# Food/staff dilemma



## Coffee Jo (Jul 27, 2015)

Hi All, I'm after some advice. I work in a large shop in a tourist town that sells vintage/retro/industrial furniture. We have a cafe that originally sold coffee/tea and cake and had one member of staff. Then after many people asking if we sold lunches we jumped in - invested in a small kitchen area and now sell vegetarian lunches and soups. Our problem is that an oven is on all day for the lunches to be warmed, the heating needs to be on in the shop (during colder months) so that customers can sit without wearing coats AND we require 2 members of staff so with staffing and electric bill the coffee shop is barely breaking a profit. Do any of you have suggestions for the best way forward?

Many thanks Jo


----------



## Yes Row (Jan 23, 2013)

Raise your prices to achieve the required GP?

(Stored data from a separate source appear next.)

PR #3917, opened 2019-12-17
Update release process documentation.

jskeet:


PROCESSES.md
```diff
@@ -129,32 +129,114 @@ project itself:
...
 references from APIs being released now to APIs that *aren't* being
 released. Without this check, it's possible for a released version
 to depend on unreleased changes.
+
+**Building and publishing the release**
+
+On a Google corp machine, trigger a Kokoro release build. (This
+can only be performed by Googlers.)
+
+If you want to release anything other than the current head of
```
amanda-tarafa: Aint this what we usually want? The way is written it seems like we usually release master's current head. I tend to always specify the commitish (tagreleases.sh always "returns" the commitish) just in case someone has merged something in between. I think it's safer as general instructions to say "always specify the commitish".

jskeet: I almost always trigger it immediately after running tagreleases.sh, and just let it go with HEAD. It's never caused a problem :) I think it's easier to let that be the default approach - especially as if there are multiple people within in the repo, they're likely to be us!

PR #3920, opened 2019-12-17
Pubsub: Update default settings; add maximum total lease extension

chrisdunelm:


apis/Google.Cloud.PubSub.V1/Google.Cloud.PubSub.V1/SubscriberClient.cs
```diff
@@ -207,10 +218,15 @@ internal void Validate()
         public static TimeSpan MinimumAckExtensionWindow { get; } = TimeSpan.FromMilliseconds(50);
 
         /// <summary>
-        /// The default message ACKnowlegdment extension window of 15 seconds.
+        /// The default message ACKnowlegdement extension window of 15 seconds.
```
jskeet: There's still a typo here - gd instead of dg

apis/Google.Cloud.PubSub.V1/Google.Cloud.PubSub.V1/SubscriberClient.cs
```diff
@@ -1099,34 +1119,105 @@ private async Task ProcessPullMessagesAsync(List<ReceivedMessage> msgs, HashSet<
...
                     {
-                        lock (_lock)
+                        cancellation.Dispose();
+                        lock (msgIds)
                         {
-                            _extendQueue.Enqueue(msgIds.Select(x => new TimedId(_extendThrottleHigh + 1, x)));
+                            msgIds.Clear();
                         }
-                    }
+                    }));
```
jskeet: Should the method return at this point? Presumably it's just about feasible for _maxExtensionDuration to be one tick, so it could be disposed by the end of the block.

apis/Google.Cloud.PubSub.V1/Google.Cloud.PubSub.V1/SubscriberClient.cs
```diff
@@ -1099,34 +1119,105 @@ private async Task ProcessPullMessagesAsync(List<ReceivedMessage> msgs, HashSet<
...
+                }
+
+                public void Cancel()
+                {
+                    CancellationTokenSource cts2;
+                    lock (_lock)
+                    {
+                        cts2 = _cts;
+                    }
+                    cts2?.Cancel();
```
jskeet: Should this dispose as well? I'm a little lost as to what this is all doing.

apis/Google.Cloud.PubSub.V1/Google.Cloud.PubSub.V1/SubscriberClient.cs
```diff
@@ -1099,34 +1119,105 @@ private async Task ProcessPullMessagesAsync(List<ReceivedMessage> msgs, HashSet<
...
+                            {
+                                _extendQueue.Enqueue(msgIds.Select(x => new TimedId(_extendThrottleHigh + 1, x)));
+                            }
+                        }
+                    }
+                    if (anyMsgIds)
+                    {
+                        // Ids have been added to _extendQueue, so trigger a push.
+                        _eventPush.Set();
+                        // Some ids still exist, schedule another extension.
```
jskeet: Possibly edit this comment to add "with the same deadline for how long the lease can be extended"?

apis/Google.Cloud.PubSub.V1/Google.Cloud.PubSub.V1/SubscriberClient.cs
jskeet: (Comments on this and Dispose would be useful.)

jskeet: Reading through everything else, it looks like it doesn't *have* to be disposed, but I suspect it would be good to do so.

PR #4025, opened 2020-01-03
API regeneration

jskeet:
(Note that this is on the next-major-version branch.)

First commit is KMS only; second commit is "regenerate everything".

The only manual aspects are the deleted files in the first commit.


apis/Google.Cloud.OsLogin.V1/Google.Cloud.OsLogin.V1/OsLoginServiceClient.g.cs
```diff
@@ -656,10 +656,10 @@ public static OsLoginServiceClient Create(grpccore::CallInvoker callInvoker, OsL
         /// </param>
         /// <param name="callSettings">If not null, applies overrides to this RPC call.</param>
         /// <returns>The RPC response.</returns>
-        public virtual LoginProfile GetLoginProfile(gcoc::UserName name, gaxgrpc::CallSettings callSettings = null) =>
+        public virtual LoginProfile GetLoginProfile(gcoc::PosixAccountName name, gaxgrpc::CallSettings callSettings = null) =>
```
chrisdunelm: Are these (seemingly breaking) changes expected?

jskeet: Good question. PosixAccountName is correct as far as I'm aware - I don't know why it would previously have been generated as UserName. Will look into it and report back.

jskeet: Ooh - it looks like it's actually a bug in the generator. Here's the definition: https://github.com/googleapis/googleapis/blob/4d45a6399e9444fbddaeb1c86aabfde210723714/google/cloud/oslogin/v1/oslogin.proto#L142

Note that PosixAccountName is the *child* type - not the resource type. So it was right before.

chrisdunelm: Yes, it was a generator bug :( It's now fixed :)

jskeet:
I'm closing this PR as we have a bunch of other APIs to migrate to the microgenerator; I'll redo the whole "regenerate everything" after that.

PR #4027, opened 2020-01-03
Migrate Google.Cloud.Firestore.Admin.V1 to the microgenerator

jskeet:


apis/Google.Cloud.Firestore.Admin.V1/Google.Cloud.Firestore.Admin.V1.SmokeTests/FirestoreAdminSmokeTest.cs
```diff
@@ -33,10 +33,10 @@ public static int Main(string[] args)
             FirestoreAdminClient client = FirestoreAdminClient.Create();
 
             // Initialize request argument
-            ParentName parentName = new ParentName(projectId, "(default)", "collection");
+            CollectionGroupName collectionGroupName = CollectionGroupName.FromProjectDatabaseCollection(projectId, "(default)", "collection");
```
chrisdunelm: This change looks like it's the result of a breaking change in the generated code?

jskeet: Yes. That's okay, given that we won't be doing this in the master branch.
The "parent name" name was specified in the GAPIC config before: https://github.com/googleapis/googleapis/blob/91ef2d9dd69807b0b79555f22566fb2d81e49ff9/google/firestore/admin/v1/firestore_gapic.yaml#L24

Then cut your costs to achieve required net profit

How you achieve the latter is more complicated and needs a full business review but the former is essential and basic


----------



## jeebsy (May 5, 2013)

If doing food isnt making you money then rethink that


----------



## Dylan (Dec 5, 2011)

What are your prices like?

Obviously assess this on the basis of those shops around you, but if your trade is tourists then look at high margin well presented food. If I'm in a tourist town and my coffee and a snack (think croissant or something) doesn't cost over £5-6 I would be surprised.

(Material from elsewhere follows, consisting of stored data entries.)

PR #4037, opened 2020-01-06
Update Firestore manual code to reflect GAX changes

jskeet:
(The QueryTest change seems to be just reverting a previous change, but that wouldn't have compiled. Not sure what happened there, but this is correct.)

### DIFF
--- a/apis/Google.Cloud.Firestore/Google.Cloud.Firestore/RetryHelper.cs
+++ b/apis/Google.Cloud.Firestore/Google.Cloud.Firestore/RetryHelper.cs
@@ -31,35 +31,41 @@ namespace Google.Cloud.Firestore
             Func<TRequest, CallSettings, Task<TResponse>> fn,
             TRequest request, CallSettings callSettings, IClock clock, IScheduler scheduler)
         {
-            RetrySettings retrySettings = callSettings.Timing?.Retry;
+            RetrySettings retrySettings = callSettings.Retry;
             if (retrySettings == null)
             {
                 return await fn(request, callSettings).ConfigureAwait(false);
             }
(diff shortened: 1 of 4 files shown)


jskeet:
Integration tests are failing - looking into that now.

jskeet:
Think I've fixed it - will update the PR.

jskeet:
Done, ready for review again :)

apis/Google.Cloud.Firestore/Google.Cloud.Firestore/RetryHelper.cs
```diff
@@ -31,35 +31,41 @@ internal static class RetryHelper
...
-            DateTime? overallDeadline = retrySettings.TotalExpiration.CalculateDeadline(clock);
-            TimeSpan retryDelay = retrySettings.RetryBackoff.Delay;
-            TimeSpan callTimeout = retrySettings.TimeoutBackoff.Delay;
+            DateTime? overallDeadline = callSettings.Expiration.CalculateDeadline(clock);
+            // Every attempt should use the same deadline, calculated from the start of the call.
+            if (callSettings.Expiration?.Type == ExpirationType.Timeout)
+            {
+                callSettings = callSettings.WithDeadline(overallDeadline.Value);
+            }
+            // Remove retry from the call settings we pass into the function, so that the settings
```
amanda-tarafa: This is almost certainly that I lack context, but I don't understand this comment.
What I get is:

- Streaming calls are not retried (which makes sense).
- But then, how do we get here for a streaming call with a not null callSettings.Retry? And why?

jskeet: We get here from FirestoreDb, which passes in call settings that *do* have a retry, precisely because this code has to react to the retry bit.

PR #4068, opened 2020-01-07
Migrate Asset.V1 to the microgenerator

jskeet:


apis/Google.Cloud.Asset.V1/Google.Cloud.Asset.V1.SmokeTests/AssetServiceSmokeTest.cs
```diff
@@ -48,7 +40,7 @@ public static int Main(string[] args)
             // Initialize request argument(s)
             var request = new BatchGetAssetsHistoryRequest
             {
-                ParentAsProjectName = new ProjectName(projectId),
+                ParentAsResourceName = new ProjectName(projectId),
```
chrisdunelm: Do you know why this property name has changed? I would usually expect the naming to remain unchanged?

jskeet: The type has changed, from `ProjectName` to `IResourceName`, so the name change makes sense.

PR #4070, opened 2020-01-07
Add local GAX to the repo.

amanda-tarafa:
So that we can share it and don't have to be creating the folder for every branch.


jskeet:
If you run build.sh, that fetches and builds GAX already - it means we don't need to keep refreshing it. I only didn't do that in the generator because the dependency on LongRunning ended up being tricksy.
I *think* I'd prefer to keep things the way they are, but I'm happy to be persuaded.

amanda-tarafa:
Ah no, that's great. I'll run build.sh then. And closing now.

Two coffee's and two waffles cost me £21 recently on a trip to Windermere, expensive but I wouldn't have hesitated to go back as it was great food and drink.


----------



## Jumbo Ratty (Jan 12, 2015)

Maybe there aren't enough vegetarians.

Try offering some meat based produce instead.


----------



## mrsimba (Mar 17, 2014)

Jumbo Ratty said:


> Maybe there aren't enough vegetarians.
> 
> Try offering some meat based produce instead.


This was my initial thoughts on reading your post also, maybe its your menu that needs a redesign to entice & attract more customers, local produce, locally sourced, & simple dishes its a format that Gordon Ramsey follows in just about all his restaurant turnarounds.

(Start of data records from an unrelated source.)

PR #4073, opened 2020-01-08
[BigQuery] Support for specifying specific fields when fetching a table or listing rows.

amanda-tarafa:
Partially addresses #3749 

First commit adds support for partial table schema retrieval.
Second commit adds support for partial row (data) retrieval. Semantic breaking change here, so pushing into next major version branch.

### DIFF
--- a/apis/Google.Cloud.BigQuery.V2/Google.Cloud.BigQuery.V2.IntegrationTests/TablesTest.cs
+++ b/apis/Google.Cloud.BigQuery.V2/Google.Cloud.BigQuery.V2.IntegrationTests/TablesTest.cs
@@ -13,6 +13,7 @@
 // limitations under the License.
 
 using Google.Apis.Bigquery.v2.Data;
+using System.Collections.Generic;
 using System.Linq;
 using System.Net;
 using System.Threading.Tasks;
@@ -308,14 +309,26 @@ namespace Google.Cloud.BigQuery.V2.IntegrationTests
             Assert.Equal(totalCount - 2, remainder.Count);
         }
 
-        [Fact]
-        public void GetTable()
+        public static IEnumerable<object[]> FullSchemaOptions
+        {
+            get
+            {
+                yield return new object[] { null };
+                // Null or empty SelectedFields return the whole schema.
+                yield return new object[] { new GetTableOptions { SelectedFields = null } };
+                yield return new object[] { new GetTableOptions { SelectedFields = string.Empty } };
+            }
+        }
+
+        [Theory]
+        [MemberData(nameof(FullSchemaOptions))]
+        public void GetTable_FullSchema(GetTableOptions options)
         {
             var client = BigQueryClient.Create(_fixture.ProjectId);
             string datasetId = _fixture.DatasetId;
             string tableId = _fixture.HighScoreExtendedTableId;
 
-            var table = client.GetTable(datasetId, tableId);
+            var table = client.GetTable(datasetId, tableId, options);
 
             Assert.Equal(4, table.Schema.Fields.Count);
             Assert.Equal("player", table.Schema.Fields[0].Name);
@@ -374,6 +387,8 @@ namespace Google.Cloud.BigQuery.V2.IntegrationTests
             };
             var table = client.GetTable(datasetId, tableId, options);
 
+            // We still have 4 top level fields because nesting is preserved
+            // when requesting a partial table schema.
             Assert.Equal(4, table.Schema.Fields.Count);
 
             Assert.Equal("age", table.Schema.Fields[0].Name);
--- a/apis/Google.Cloud.BigQuery.V2/Google.Cloud.BigQuery.V2.IntegrationTests/TablesTest.cs
+++ b/apis/Google.Cloud.BigQuery.V2/Google.Cloud.BigQuery.V2.IntegrationTests/TablesTest.cs
@@ -308,5 +308,86 @@ namespace Google.Cloud.BigQuery.V2.IntegrationTests
             Assert.Equal(totalCount - 2, remainder.Count);
         }
 
+        [Fact]
+        public void GetTable()
+        {
+            var client = BigQueryClient.Create(_fixture.ProjectId);
+            string datasetId = _fixture.DatasetId;
+            string tableId = _fixture.HighScoreExtendedTableId;
+
+            var table = client.GetTable(datasetId, tableId);
+
+            Assert.Equal(4, table.Schema.Fields.Count);
+            Assert.Equal("player", table.Schema.Fields[0].Name);
+            Assert.Equal("gameStarted", table.Schema.Fields[1].Name);
+            Assert.Equal("score", table.Schema.Fields[2].Name);
+            Assert.Equal("gameFinished", table.Schema.Fields[3].Name);
+        }
+
+        [Fact]
+        public void GetTable_PartialSchema_SimpleTypes()
+        {
+            var client = BigQueryClient.Create(_fixture.ProjectId);
+            string datasetId = _fixture.DatasetId;
+            string tableId = _fixture.HighScoreExtendedTableId;
+            var options = new GetTableOptions
+            {
+                SelectedFields = "player,score"
+            };
+            var table = client.GetTable(datasetId, tableId, options);
+
+            Assert.Equal(2, table.Schema.Fields.Count);
+            Assert.Equal("player", table.Schema.Fields[0].Name);
+            Assert.Equal("score", table.Schema.Fields[1].Name);
+        }
+
+        [Fact]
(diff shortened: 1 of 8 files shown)


apis/Google.Cloud.BigQuery.V2/Google.Cloud.BigQuery.V2/GetTableOptions.cs
```diff
@@ -22,8 +22,19 @@ namespace Google.Cloud.BigQuery.V2
     /// </summary>
     public sealed class GetTableOptions
     {
+        /// <summary>
+        /// Comma separated list of schema fields to return.
+        /// When set allows to obtain a partial table schema.
+        /// If not set, all fields, that is, the full table schema, will be returned.
```
jskeet: I'd probably simplify this to "When this property is null, the full table schema is returned."

apis/Google.Cloud.BigQuery.V2/Google.Cloud.BigQuery.V2.IntegrationTests/TablesTest.cs
```diff
@@ -308,5 +308,86 @@ public void ListTables_ResumeWithPageToken()
...
+            var client = BigQueryClient.Create(_fixture.ProjectId);
+            string datasetId = _fixture.DatasetId;
+            string tableId = _fixture.PeopleTableId;
+            var options = new GetTableOptions
+            {
+                SelectedFields = "age,gender,phoneNumber,children.gender,children.age"
+            };
+            var table = client.GetTable(datasetId, tableId, options);
+
+            Assert.Equal(4, table.Schema.Fields.Count);
```
jskeet: Possibly add a comment to highlight that we've got five entries above, but only four fields, due to nesting?

apis/Google.Cloud.BigQuery.V2/Google.Cloud.BigQuery.V2/BigQueryClientImpl.Queries.cs
```diff
@@ -180,10 +184,14 @@ private JobsResource.InsertRequest CreateInsertQueryJobRequest(string sql, IEnum
             return CreateInsertJobRequest(new JobConfiguration { Query = jobConfigurationQuery, DryRun = options?.DryRun }, options);
         }
 
-        private TabledataResource.ListRequest CreateListRequest(TableReference tableReference, ListRowsOptions options)
+        private TabledataResource.ListRequest CreateListRequest(TableReference tableReference, ListRowsOptions options, TableSchema schema)
         {
             var request = Service.Tabledata.List(tableReference.ProjectId, tableReference.DatasetId, tableReference.TableId);
             options?.ModifyRequest(request);
+            if (schema != null)
```
jskeet: Possibly just use `request.SelectedFields = schema?.BuildSelectedFields();`? It's fine (I believe) to set `request.SelectedFields` to null redundantly.

jskeet: Or call `BuildSelectedFields` unconditionally, given that it looks like it will handle null input.

apis/Google.Cloud.BigQuery.V2/Google.Cloud.BigQuery.V2/TableSchemaExtensions.cs
```diff
@@ -40,5 +40,38 @@ internal static class TableSchemaExtensions
             }
             return ret;
         }
+
+        internal static string BuildSelectedFields(this TableSchema schema)
+        {
+            if (!(schema?.Fields?.Count > 0))
```
jskeet: This is where the null handling matters. I would suggest that if `schema` is null, we should return a null string to indicate "all fields". It's only if we've got a non-null schema with null/empty fields that we want to say "don't return any fields" I think - but we should add a clear comment about that, too :)

apis/Google.Cloud.BigQuery.V2/Google.Cloud.BigQuery.V2/TableSchemaExtensions.cs
```diff
@@ -40,5 +40,38 @@ internal static class TableSchemaExtensions
...
+            var built = new List<string>();
+            var currentField = new List<string>();
+            BuildSelectedFields(schema.Fields, currentField, built);
+            return string.Join(",", built);
+        }
+
+        private static void BuildSelectedFields(IList<TableFieldSchema> fieldSchemas, IList<string> currentField, IList<string> built)
+        {
+            // Whatever we have in currentField is terminal.
+            // Build that an we are done.
```
jskeet: Nit: an => and

apis/Google.Cloud.BigQuery.V2/Google.Cloud.BigQuery.V2/TableSchemaExtensions.cs
```diff
@@ -40,5 +40,38 @@ internal static class TableSchemaExtensions
...
+
+            var built = new List<string>();
+            var currentField = new List<string>();
+            BuildSelectedFields(schema.Fields, currentField, built);
+            return string.Join(",", built);
+        }
+
+        private static void BuildSelectedFields(IList<TableFieldSchema> fieldSchemas, IList<string> currentField, IList<string> built)
+        {
+            // Whatever we have in currentField is terminal.
```
jskeet: Possibly move this comment into the body of the if statement?

apis/Google.Cloud.BigQuery.V2/Google.Cloud.BigQuery.V2/TableSchemaExtensions.cs
```diff
@@ -40,5 +40,38 @@ internal static class TableSchemaExtensions
...
+            // Build that an we are done.
+            if (!(fieldSchemas?.Count > 0))
+            {
+                built.Add(string.Join(".", currentField));
+            }
+            else
+            {
+                int removeAtIndex = currentField.Count;
```
jskeet: Is there any reason not to just remove the last element and *then* do the adding? (The idea is to replace the complex field with all the field paths, right?)
Either way, a comment explaining the logic would help.

apis/Google.Cloud.BigQuery.V2/Google.Cloud.BigQuery.V2/TableSchemaExtensions.cs
```diff
@@ -40,5 +40,38 @@ internal static class TableSchemaExtensions
...
+                foreach(var field in fieldSchemas)
```
jskeet: Nit: space after foreach.

apis/Google.Cloud.BigQuery.V2/Google.Cloud.BigQuery.V2/TableSchemaExtensions.cs
```diff
@@ -43,33 +43,52 @@ internal static class TableSchemaExtensions
...
             }
             else
             {
-                int removeAtIndex = currentField.Count;
-                foreach(var field in fieldSchemas)
+                // For each field at this level, we'll add it to the current path
+                // and then go in depth into its possible nested fields.
+                // When we return from the recursive call, we can remove this field
+                // from the current path. It will always be at the last index, which
+                // will always be one more than what we have right now.
```
jskeet: It's still not clear to me why we can't just remove the last entry *before* adding the child entries. (That would be very slightly more efficient, but that's not particularly important.)

amanda-tarafa: Because the one I'm removing is the parent of those child entries, it is part of the path to get to each of the terminal child ones. I add it inside the loop, before doing the recursive call and remove it right after returning. I might be missing something though?

jskeet: Ah, okay, I think I see now. It might be a bit clearer with method documentation for what the various parameters mean. Maybe we should merge as is, then I should spend a bit more time understanding what this does, then propose documentation? (It's only a private method, so it's not urgent.)

amanda-tarafa: Okay, this is just like an indepth traversal of a forest, only I dind't use a stack, which would probably have made it clearer, because when I get to a terminal field I want to build the path wich is FIFO and not LIFO, I could have reversed the stack etc., but with the list I get both easier, FIFO for building the path, LIFO for backtracking.
I'll merge now, but happy to go over this later for improvements and docs.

if you already have enough customers though then its your pricing structure that needs re-working rather than your menu!


----------



## Coffee Jo (Jul 27, 2015)

Thanks everyone. We have a cafe in the shop to attract people to cross a road and entice them into our building which does the trick. All our food is locally sourced and homecooked/prepared. A typical lunch, for example, a veggie bake, pizza or veggie burger with salads is £7.50, soup and artisan roll £4.50, coffee/tea £2 cake £2.50. Pretty much the average price locally and as we only offer lunch feel that £7.50 is enough... maybe not, I'm thinking now, that the soup is very under-priced.  Lack of meat doesn't put many off and is an attraction locally.

As for cutting costs.... lose a member of staff and simplify the menu greatly......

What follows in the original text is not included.